R language is the software compiled by statisticians and is not as robust as software engineers write.
R language software performance, there are some problems.
R language is very free, syntax naming is not very standard, need to spend time familiar.
R language combines a lot of mathematics, probability, Statistical basic knowledge, learn to have a certain threshold.
These deficiencies of R can be overcome. When people with more engineering backgrounds join, R is more powerful than it is now, helping users create more value.
3. Application prospect of R
R can do all the things SAS do.
R Application Hottest areas:
Statistical analysis: Including statistical distribution, hypothesis testing, statistical modeling
Financial Analysis: Quantitative strategy, portfolio, risk control, time series, volatility
Data mining: Data mining algorithms, data modeling, machine learning
Internet: Recommender Systems, consumer forecasts, social networks
Bioinformatics: DNA analysis, species analysis
Biopharmaceutical: Survival analysis, pharmaceutical process management
Global Geographic Science: Weather, climate, remote sensing data
Data visualization: Static graphs, interactive dynamic graphs, social graphs, maps, hot maps, integration with various JavaScript libraries
R has a very wide range of applications, and R will be the new generation of the most capable of creating value tools.

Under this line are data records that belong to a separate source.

PR #825, opened 2024-01-31
Fix error when running unit test `test_created_pod` with Py3.11

tatiana:
When the CI ran:
`hatch run tests.py3.11-2.7:test-cov`

It was consistently raising the exception:
```
FAILED tests/operators/test_kubernetes.py::test_created_pod - kubernetes.config.config_exception.ConfigException: Invalid kube-config file. No configuration found.
```

Example:
https://github.com/astronomer/astronomer-cosmos/actions/runs/7726274202/job/21063656952

I could not reproduce this issue locally, even when using Python 3.11.8. An explanation I see is that the built-in `unittest.mock` library changed in the Python version the CI was using - and for some reason, the way the mock was set stopped working. I changed how the mock was defined, and things seem to work fine.

### DIFF
--- a/tests/operators/test_kubernetes.py
+++ b/tests/operators/test_kubernetes.py
@@ -226,10 +226,11 @@ def test_dbt_test_kubernetes_operator_handle_warnings_and_cleanup_pod():
     test_operator._handle_warnings(context)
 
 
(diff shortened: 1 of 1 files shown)


jbandoro (approved):
Thanks for debugging and fixing the failing test!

4. The task assigned to R by the Times
R language is in the large data age by the industry understanding and understanding of the language, r language by The Times endowed, mining data value, discovering data laws, create data Wealth task.
R language is also to help people play the wisdom and creativity of the best production tools, we should not only learn the R language, but also to use a good R language, to inject more innovative productivity of society.
So, I think "R is the most interesting programming language" through all the text descriptions in the sections above. Whether you are still reading, or have already worked, master the tool of R language, find the most suitable for their position, the future will be unlimited.
Finally: In these 5 languages, R is the most special, and R is given a different mission from other languages. R's genes are determined, R will be 2014, or it may be the protagonist for a longer period of time.